> EXERCISE BRIEF
An exact copy of the line containing "cwgreene: Oh, the" and of every line after it, through the last line of the material, is what should be returned.

> AVAILABLE RECORDS
○ ○ ○ ○ ○ ○ ○
PR #533, opened 2016-07-27
Fix TemplateGenerator import logic.

### LINKED ISSUE #532: Template Generator is broken.
When attempting to use the template generator on well defined inputs:

```
import json

from troposphere.template_generator import TemplateGenerator
dictionary = json.loads("""{
  "Resources": {
      "Type": "AWS::S3::Bucket",
      "Properties": {
        "BucketName": "Bob"
      }
  }
}""")
TemplateGenerator(dictionary)
```

yields the following error

```
AttributeError                            Traceback (most recent call last)
<ipython-input-7-a7d4c9f1b746> in <module>()
----> 1 template_generator.TemplateGenerator(json.loads(x))

/usr/lib/python2.7/site-packages/troposphere/template_generator.pyc in __init__(self, cf_template)
     57             self.add_condition(k, self._convert_definition(v, k))
     58         for k, v in cf_template.get('Resources', {}).iteritems():
---> 59             self.add_resource(self._convert_definition(v, k))
     60         for k, v in cf_template.get('Outputs', {}).iteritems():
     61             self.add_output(self._create_instance(Output, v, k))

/usr/lib/python2.7/site-packages/troposphere/__init__.pyc in add_resource(self, resource)
    450 
    451     def add_resource(self, resource):
--> 452         return self._update(self.resources, resource)
    453 
    454     def add_version(self, version=None):

/usr/lib/python2.7/site-packages/troposphere/__init__.pyc in _update(self, d, values)
    435                 d[v.title] = v
    436         else:
--> 437             if values.title in d:
    438                 self.handle_duplicate_key(values.title)
    439             d[values.title] = values

AttributeError: 'dict' object has no attribute 'title'
```

The reason for this is as follows:

`template_generator.py` incorrectly invokes `pkgutil.walk_packages` here:

https://github.com/cloudtools/troposphere/blob/master/troposphere/template_generator.py#L313

https://docs.python.org/3/library/pkgutil.html

`walk_packages` expects a `list` rather than a `string`, of file paths. This error is not caught by the tests because if a string is passed in, then the entire string is treated as a list of paths. The only valid path that does anything will be the `'.'` in `'template_generator.py'`, resulting in the current directory being searched for directories named `'troposphere'`. Obviously, in the test environment, it will find such a package and successfully include all the necessary modules needed to pass the tests.

cwgreene:
template_generator.py was incorrectly invoking pkgutil.walk_packages,
passing in the filepath directly rather than as a list of paths. By
coincidence, this resulted in the current directory being processed
instead, which allowed the tests to accidentally pass.

Fixes #532

### DIFF
--- a/troposphere/template_generator.py
+++ b/troposphere/template_generator.py
@@ -16,6 +16,7 @@ Usage:
 import inspect
 import pkgutil
 import importlib
+import os
 
 from collections import Sequence, Mapping
 
@@ -307,10 +308,11 @@ class TemplateGenerator(Template):
 
     def _import_all_troposphere_modules(self):
         """ Imports all troposphere modules and returns them """
+        dirname = os.path.join(os.path.dirname(__file__), "..")
         module_names = [
             pkg_name
             for importer, pkg_name, is_pkg in
-            pkgutil.walk_packages(__file__)
+            pkgutil.walk_packages([dirname])
             if not is_pkg and pkg_name.startswith("troposphere") and
             pkg_name not in self.DEPRECATED_MODULES]
         module_names.append('troposphere')
--- a/troposphere/template_generator.py
+++ b/troposphere/template_generator.py
@@ -313,8 +313,7 @@ class TemplateGenerator(Template):
             pkg_name
             for importer, pkg_name, is_pkg in
             pkgutil.walk_packages([dirname], prefix="troposphere.")
-            if not is_pkg and pkg_name.startswith("troposphere") and
-            pkg_name not in self.DEPRECATED_MODULES]
+            if not is_pkg and pkg_name not in self.DEPRECATED_MODULES]
         module_names.append('troposphere')
 
         modules = []
--- a/troposphere/template_generator.py
+++ b/troposphere/template_generator.py
@@ -308,11 +308,11 @@ class TemplateGenerator(Template):
 
     def _import_all_troposphere_modules(self):
         """ Imports all troposphere modules and returns them """
-        dirname = os.path.join(os.path.dirname(__file__), "..")
+        dirname = os.path.join(os.path.dirname(__file__))
         module_names = [
             pkg_name
             for importer, pkg_name, is_pkg in
-            pkgutil.walk_packages([dirname])
+            pkgutil.walk_packages([dirname], prefix="troposphere.")
             if not is_pkg and pkg_name.startswith("troposphere") and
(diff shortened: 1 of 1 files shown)


cwgreene:
So this change is a lot cleaner, it only walks over the troposphere directory. I found that when it was walking over other directories it seemed to start executing logic unexpectedly.

troposphere/template_generator.py
```diff
@@ -307,10 +308,11 @@ def _get_function_type(self, function_name):
 
     def _import_all_troposphere_modules(self):
         """ Imports all troposphere modules and returns them """
+        dirname = os.path.join(os.path.dirname(__file__))
         module_names = [
             pkg_name
             for importer, pkg_name, is_pkg in
-            pkgutil.walk_packages(__file__)
+            pkgutil.walk_packages([dirname], prefix="troposphere.")
```
markpeek: Is the ```pkg_name.startswith("troposhere")``` redundant with this ```prefix=``` change?

cwgreene: Ah, good point; Yes I believe that this can now be removed; I'll try to update this pr later tonight.

cwgreene: Removed!

cwgreene: @markpeek, is there any additional changes you'd like me to make?

markpeek: @cwgreene I looked at this earlier today and did have a question I was going to pose after I had time looking at the walk_packages interface. But I'll just ask it. I thought the ```prefix="troposphere"``` was added to limit the walk. So I would have thought keeping it and removing the ```pkg_name.startswith``` was the change you were going to make and the main change in this PR. But you removed the prefix and kept the startswith. Just wanted to verify that is what you intended to do.

cwgreene: Sorry, something seems to have gone wrong, I thought this had updated, but that does not seem to have happened.

Prefix needs to be kept, since we start by iterating over the troposphere package. Otherwise, the DEPRECATED_PACKAGES won't work as expected.

You are correct that pkg_name.startswith can be removed, because we have forced everything to start with troposphere.

I have uploaded this now.

cwgreene: Oh, the other reason for prefix is so that the import works correctly. If it wasn't prefixed, import would recieve "iam" rather than "troposphere.iam" and fail to import.

markpeek:
Thanks!

PR #535, opened 2016-07-30
Add Name attributes for IAM groups and roles

pinkieee:
http://docs.aws.amazon.com/AWSCloudFormation/latest/UserGuide/aws-properties-iam-group.html#cfn-iam-group-groupname
http://docs.aws.amazon.com/AWSCloudFormation/latest/UserGuide/aws-resource-iam-role.html#cfn-iam-role-rolename


markpeek:
Thanks!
○ ○ ○ ○ ○ ○ ○
> ANSWER TO THIS EXERCISE
cwgreene: Oh, the other reason for prefix is so that the import works correctly. If it wasn't prefixed, import would recieve "iam" rather than "troposphere.iam" and fail to import.

markpeek:
Thanks!

PR #535, opened 2016-07-30
Add Name attributes for IAM groups and roles

pinkieee:
http://docs.aws.amazon.com/AWSCloudFormation/latest/UserGuide/aws-properties-iam-group.html#cfn-iam-group-groupname
http://docs.aws.amazon.com/AWSCloudFormation/latest/UserGuide/aws-resource-iam-role.html#cfn-iam-role-rolename


markpeek:
Thanks!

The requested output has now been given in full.